Required action: How many lines in the records below contain the word "useful"? Answer with the number alone.

BEGIN Given data

PR #4833, opened 2021-01-21
Add more characters to normalisation scripts

PeterShaggyNoble:
**NOTE:** I haven't had a chance to test this myself as yet.

This PR adds a few more accented characters to our normalisation scripts, to pre-empt future issues with brand names such as we had with ŠKODA. If anyone thinks of any others, feel free to push a commit directly to this branch.

@ericcornelissen, if you let me know which files on the new site need to be updated to match this change, I'll put a PR together for that tomorrow.


mondeja:
Have you considered in something like [this implementation](https://stackoverflow.com/questions/990904/remove-accents-diacritics-in-a-string-in-javascript)?

PeterShaggyNoble:
Good point, @mondeja :+1: I'm guessing it was originally done the way it is because support for `normalize` wasn't great at the time. It looks to be pretty widely supported now, though, and, with the new site coming soon, I don't think we need worry too much about compatibility issues in minor browsers.

Doing this would also allow us to remove _all_ "special" characters after the normalisation with

```
.replace(/[^a-z0-9\-]/g, "')
```

`index.html` will still need to be updated manually for each new character replacement or removal we require.

ericcornelissen:
> Good point, @mondeja 👍 I'm guessing it was originally done the way it is because support for `normalize` wasn't great at the time. It looks to be pretty widely supported now, though, and, with the new site coming soon, I don't think we need worry too much about compatibility issues in minor browsers.

The browser support of the new website should be roughly the same as the current website, potentially even better due to the use of automated backwards compatibility tools.


> Doing this would also allow us to remove _all_ "special" characters after the normalisation with
> 
> ```
> .replace(/[^a-z0-9\-]/g, "')
> ```

You mean **before** the normalization with that regular expression? Shouldn't we first normalize accented characters and then do this replace?




> `index.html` will still need to be updated manually for each new character replacement or removal we require.

For now yes, but with the redesign that is no longer necessary 👍

PeterShaggyNoble:
> Shouldn't we first normalize accented characters and then do this replace?

Yep, that's what I'm suggesting. So to take care of all accented and special characters we'd now have:

```
.normalize("NFD")
.replace(/[\u0300-\u036f]/g,"")
.replace(/[^a-z0-9\-]/g,"")
```

We may even be able to skip the second line completely.

I'll also add an additional replacement to convert `ß` to `ss`.

ericcornelissen:
> Yep, that's what I'm suggesting. So to take care of all accented and special characters we'd now have:

Ok, then we're on the same page 👍 


> I'll also add an additional replacement to convert ß to ss.

Good call. Moreover, [the implementation linked by @mondeja](https://stackoverflow.com/questions/990904/remove-accents-diacritics-in-a-string-in-javascript/37511463#37511463) does not seem to cover everything in your script of 68664d1ab52d84c7b64c7360999f6adb2f37d801! Given the description in the StackOverflow post I immediately tested `ŧ` and it doesn't get replace by `t` for me (Ubuntu 19.04, Firefox 84.0.2), and there may be others.

PeterShaggyNoble:
Yeah, as you can see [here](https://tio.run/##TcnLSgIBAIXhd5mVQo4DQU8QLXuBbDHYJMY0I9oFWnW/ECISIiJiZmKT2WBmlk22OOc810S0afXD92/Ze3YpW8wXdlKev@HEcdb3Sr7rmK6fSxi4RQd36OKeRzzhGfq84BWvWWaFVTwgwCMGvGGNdTbYZIttdthlj308YYhnhAw44JAhR5xwynfOGHGuQx1jpFOd6xIvGOMVE7yprIqqqqmuhppqqa2Ouuqpjw/M8IlIgQYaKtRIY03whW9NNVOkuWF6fnHbdvMHTsJYXVk2kmbRKbh21kmk1zK71qJlpX6ztLmezi0Y/3dm/0@ScfwD), these characters will still need to be replaced manually: `đħıĸŀłŧ`. I also need to triple check that `toLowerCase` can handle the uppercase variants of all the characters in the list, as well as `ẞ`.

PeterShaggyNoble:
[Ran a test](https://tio.run/##ZY/LSgIBAEX3fYarGaj5A1fRDwStIpjBBlPMGUZ7LFr0fhAiEiIiYmZiZiZmZtlki3vvd01Cm6DlhXPg3LSz6@QSQcrPL2W9TTeKEl4252VcK@MljcxeEI/hFk3coYV7HvGEZ@jwgle8ZoFFlvCALh7R4w3LrLDKGutssMkW2@zgCX08Y8Aue@xzwCHHnPCdU4ac6VDHGOpU57rEC0Z4xRhvKqioksqqqKqa6mqoqZba6uADU3wiVFc99TXQUCON8YVvTTRVqFnMXPjbv@MH8fkHK@@t@b4bLDs51zD/Ida2k09sGatucmXfN9Yty5o7G1baS2XtA3vRTtqm@btsM4p@AA) using `toUpperCase` instead ('cause I'm a few cans deep, on my phone and too lazy to manually generate the uppercase string to test with `toLowerCase`) and all characters a

ericcornelissen:
> Yeah, as you can see here, these characters will still need to be replaced manually: đħıĸŀłŧ. I also need to triple check that toLowerCase can handle the uppercase variants of all the characters in the list, as well as ẞ.
> 
> Ran a test using toUpperCase instead ('cause I'm a few cans deep, on my phone and too lazy to manually generate the uppercase string to test with toLowerCase) and all characters are supported. Ignore the lone ĸ in the results of the match; Kra doesn't have an uppercase variant.

Nice work @PeterShaggyNoble, even if it is incomplete that should be good enough for now (and a while to come) 👍 

> What's interesting is that ß gets converted to SS but I do think we should explicitly replace it anyway, just in case.

If I'm not mistaken, that's how it is supposed to work in German (I'm sure one of the other maintainers can confirm this).

fbernhart:
As a German native speaker I can confirm that `ß` and `ẞ` (yes, that's the uppercase version. Which was added to the German language just in 2017 😄) are normally replaced by `ss` and `SS` for all the "computer stuff".

PeterShaggyNoble:
OK, so, while `toUpperCase` converts `ß` to `SS`, `toLowerCase` converts `ẞ` to ... `ß`! Yay, JavaScript! 🙄

So, to be safe, we'll need to replace it explicitly. I also decided to keep the `replace`ments of the diacritics separate from the other special characters as we only use the latter in `utils.js` and it makes things easier to change if we ever decide we want to handle accented characters or special characters differently.

Just pushed an update to the PR but I don't have the necessary setup to test locally, particularly `utils.js`. Everything _should be_ fine but can someone double check before I take this out of draft.

@ericcornelissen, would I be correct that [this](https://github.com/simple-icons/simple-icons/blob/260080370a8c9cb67dacf062a9d42160c3927bf2/scripts/utils.js#L15-L25) is the only code block that needs to be updated on the new site?

-----

> Which was added to the German language just in 2017

Thanks for that, @fbernhart. Thought I was going mad when the uppercase version appeared on my phone's keyboard a while back; I _knew_ I never remembered there being an uppercase `ß`! It didn't help that my phone's font rendered them both identically. After doing some research, what's interesting is that it's actually existed since 1969 and was added to Unicode in 2008 but wasn't added to the German language until, as you said, 2017.

scripts/utils.js
```diff
@@ -12,17 +12,17 @@ module.exports = {
...
+            .replace(/ħ/g, "h")
+            .replace(/ı/g, "i")
+            .replace(/ĸ/g, "k")
+            .replace(/ŀ/g, "l")
+            .replace(/ł/g, "l")
+            .replace(/ß/g, "ss")
+            .replace(/ŧ/g, "t")
+            .normalize("NFD")
+            .replace(/[\u0300-\u036f]/g, "")
+            .replace(/[^\w\-]/g, "")
```
ericcornelissen, line 25: I was a bit surprised that `_` is included in `\w` so I would personally prefer we use the RegExp below to be more explicit (note that the hyphen does not need to be escaped):

```suggestion
            .replace(/[^a-zA-Z0-9_-]/g, "")
```

But if there's consensus on using `\w` I'm happy with that as well, its behaviour is well documented after all.

PeterShaggyNoble: Yeah `[^a-z0-9_-]` (`A-Z` isn't needed) is probably better for clarity and easier updating. Updated. I always feels it's safer to escape the `-` here and makes it a bit clearer to people who may not be as familiar with JS.

While I'm at it, do you want me to dupe `normalizeSearchTerm` into `utils.js` and update `titleToFilename` accordingly so you can import `normalizeSearchTerm` from this repo for use on the site?

ericcornelissen: > Yeah `[^a-z0-9_-]` (`A-Z` isn't needed) is probably better for clarity and easier updating. Updated. I always feels it's safer to escape the `-` here and makes it a bit clearer to people who may not be as familiar with JS.

Fair enough, I also only recently realized it's optional :upside_down_face: 


> While I'm at it, do you want me to dupe `normalizeSearchTerm` into `utils.js` and update `titleToFilename` accordingly so you can import `normalizeSearchTerm` from this repo for use on the new site?

I'm not sure if I follow. [`utils.js`](https://github.com/simple-icons/simple-icons/blob/develop/scripts/utils.js) is not exposed through the NPM package of simple-icons so that wouldn't help. Moreover, shouldn't `titleToFilename` and `normalizeSearchTerm` be the same function (perhaps one being the alias of the other for clarity)?

I think we should use your suggestion @PeterShaggyNoble and put the titleToFilename logic in a separate package so that it can easily be shared between repos. We just need to keep `normalizeSearchTerm` in this repo in sync for a bit until the new site is in use (*).

---

(*): because here we can't easily import JS modules on the website - without resorting to the latest browser features - while with the new repo that is easy.

PeterShaggyNoble: > Fair enough, I also only recently realized it's optional

In that case, this should be ready to go now, pending someone testing it.

> I'm not sure if I follow. utils.js is not exposed through the NPM package of simple-icons so that wouldn't help.

Ah, OK, I thought we might be able to pull it in for the new website with some dependency "magic"!

> I think we should use your suggestion @PeterShaggyNoble and put the titleToFilename logic in a separate package so that it can easily be shared between repos

If that what it takes 🙂 I'll leave that to someone with more GH savvy than I to do, separately to this PR.

> Ow and by the way, yes

Once this PR gets tested & merged, I'll submit one to the website's repo to keep the 2 scripts in sync for now.

ericcornelissen (approved):
I did some manual testing and this seems to work as expected, not breaking anything w.r.t. [v4.8.0](https://github.com/simple-icons/simple-icons/releases/tag/4.8.0).


> > I'm not sure if I follow. utils.js is not exposed through the NPM package of simple-icons so that wouldn't help.
>
> Ah, OK, I thought we might be able to pull it in for the new website with some dependency "magic"!
>
> > I think we should use your suggestion @PeterShaggyNoble and put the titleToFilename logic in a separate package so that it can easily be shared between repos
>
> If that what it takes :slightly_smiling_face: I'll leave that to someone with more GH savvy than I to do, separately to this PR.

I'll look into this after this PR has been merged :+1:

ericcornelissen:
Linking https://github.com/simple-icons/simple-icons/issues/1531 here as it is relevant

ericcornelissen:
Merging this with the knowledge that [this line of the build script](https://github.com/simple-icons/simple-icons/blob/de8bff418b63b989597fddc8bdb0ad1572cdc32e/scripts/build-package.js#L51) would fail if an automatic conversion doesn't match a manually selected `icons/*.svg` file name. Of course we should always keep this in mind when reviewing PRs and not blindly follow what the script outputs and instead follow a name that makes sense (and can be automated).

If the website turns out to break from this, that is easy to recover, but hopefully we can switch to the redesign soon enough :smile:  As for sharing this logic between this repository and [simple-icons/simple-icons-website](https://github.com/simple-icons/simple-icons-website), I think we can either **a**) keep the duplicate (we have survived that way for this long) or **b**) extract the logic of `normalizeSearchTerm` into a third repo with a `package.json` in its root and and add it as a dependency both here and in [simple-icons/simple-icons-website](https://github.com/simple-icons/simple-icons-website) (similar to the way [simple-icons/simple-icon-pdf](https://github.com/simple-icons/simple-icons-pdf) is [a dependency](https://github.com/simple-icons/simple-icons-website/blob/d82268f064382c8e9e078b190a939953b8676a38/package.json#L30) of [simple-icons/simple-icons-website](https://github.com/simple-icons/simple-icons-website)). I'm honestly fine either way so would like some feedback on what the preferences of others are.

<sup>For the record, I don't think we should somehow expose the `titleToFilename` function in the NPM package just to make it available to the website, unless it is something that could also be useful to other users of the package - even ignoring package size and the option of making `titleToFilename` tree-shakable.</sup>

PeterShaggyNoble:
> Merging this with the knowledge that this line of the build script would fail if an automatic conversion doesn't match a manually selected icons/*.svg file name.

Doesn't it already fail if `titleToFilename` doesn't match an SVG's file name, regardless of character conversion?

> For the record, I don't think we should somehow expose the titleToFilename function in the NPM package just to make it available to the website, unless it is something that could also be useful to other users of the package

One _possible_ use case I can think of is someone using `simple-icons.json` in their project; having it available in the package would make it easier to convert the `title` entry to the appropriate file name. Or maybe that's too niche a use case? I don't know that having a completely separate repo just for one function is worth it so if we're not including it in the package; I'd be OK with keeping the duplication - it's rare enough that we update it and it will be easier to remember just the 2 locations changes need to be made when it does need to be updated.

ericcornelissen:
> Doesn't it already fail if titleToFilename doesn't match an SVG's file name, regardless of character conversion?

Not sure if I follow but I think we're trying to say the same thing. Basically, changes to `titleToFilename` cannot (should not be able to?) introduce breaking changes as that would result in the build script failing 

<sup>(ignoring edge cases where someone changes `titleToFilename` to output a specific brand slug)</sup>


> One possible use case I can think of is someone using simple-icons.json in their project; having it available in the package would make it easier to convert the title entry to the appropriate file name. Or maybe that's too niche a use case? 

That would be a valid use case I think, but even though we expose the raw simple-icons.json file in the NPM package, if you instead `require('simple-icons');` you get the data of the data file + more data, including the `slug` (which is `titleToFileName(title)`) so I'm not convinced we should expose the function as well.


> I don't know that having a completely separate repo just for one function is worth it so if we're not including it in the package; I'd be OK with keeping the duplication - it's rare enough that we update it and it will be easier to remember just the 2 locations changes need to be made when it does need to be updated.

Would be inclined to agree, we can always change our minds later (e.g. when we update it in one place and forget the other :upside_down_face:) or reconsider if we have more functionality that we want to share.

If anyone is strongly in favor or avoiding the duplication, feel free to let us know here (or in a new issue) and if you have an alternative solution (beyond _GitHub-repo-as-dependency_ and _include-in-existing-npm-package_) please include it in your comment :slightly_smiling_face:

END Given data

Answer section: 2